COURTESY WIKIMEDIA COMMONS
COURTESY WIKIMEDIA COMMONS
London’s nabbed one of Gotham’s finest: After seven years as the executive director of Artists Space, Stefan Kalmár will take over as the head of the Institute of Contemporary Art in London. He succeeds Gregor Muir, who left the ICA in June to become director of Tate’s collection of international art.
“I’m honored to be joining the ICA, and am looking forward to shaping the institute’s future,”Kalmár said in a press release. “There really is no other organization like the ICA—indeed it is the birthplace of all ICAs.”
Kalmár’s tenure at Artists Space—the seminal New York alternative art space, founded in SoHo in 1972—was a downtown success story. In just a few years he injected the historically small and quiet institution with a radical edge, rediscovering out-there fringe figures from the past, and giving a platform to emerging artists, all contributing to one of the most serious and intellectually rigorous platforms in town. Notable shows staged by Kalmar include Danh Vō in 2010, Bernadette Corporation in 2012, and Hito Steyerl in 2015. He also launched a second space for the organization, at 55 Walker Street in TriBeCa, in 2012.

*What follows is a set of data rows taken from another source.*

PR #10115, opened 2025-03-15
git/ci: Replace tj-actions/changed-files.

aclemons:
This repo has been deleted after it was compromised. We do not have
any secrets in our repo and we had also pinned the version of the
action to sha so there is no issue for us.

But the repo is gone now. I've instead matched this code to what we
are doing in the gitlab CI runner where we did not have such an
action anyway.

### DIFF
--- a/.github/workflows/ci.yml
+++ b/.github/workflows/ci.yml
@@ -24,40 +24,29 @@ jobs:
     outputs:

Kalmár came to Artists Space after serving as the director of the Kunstverein München in Munich, hopping on board in 2009. And while he took the reins in the middle of the financial crisis, Kalmár managed to keep the space afloat by stacking the board of directors with personalities as varied as current Sotheby’s bigwig Allan Schwartzman, dealer Lawrence Luhring, Frieze co-founder Amanda Sharp, and the artists Rirkrit Tiravanija and Rachel Harrison. In 2011, a group inspired by the Occupy Wall Street movement took residence inside the Artists Space headquarters, and refused to leave, putting Kalmár in a tough spot (the board eventually asked the protestors to leave, and they departed, escorted out by security, after 28 hours of occupation).
Earlier this year, Kalmár announced that Artists Space would be leaving its home at 38 Greene Street in SoHo, which has been its home since 1993. A new location has not yet been announced. In the meantime, the TriBeCa space continues to operate.
Kalmár will begin his tenure at the ICA in November 2016.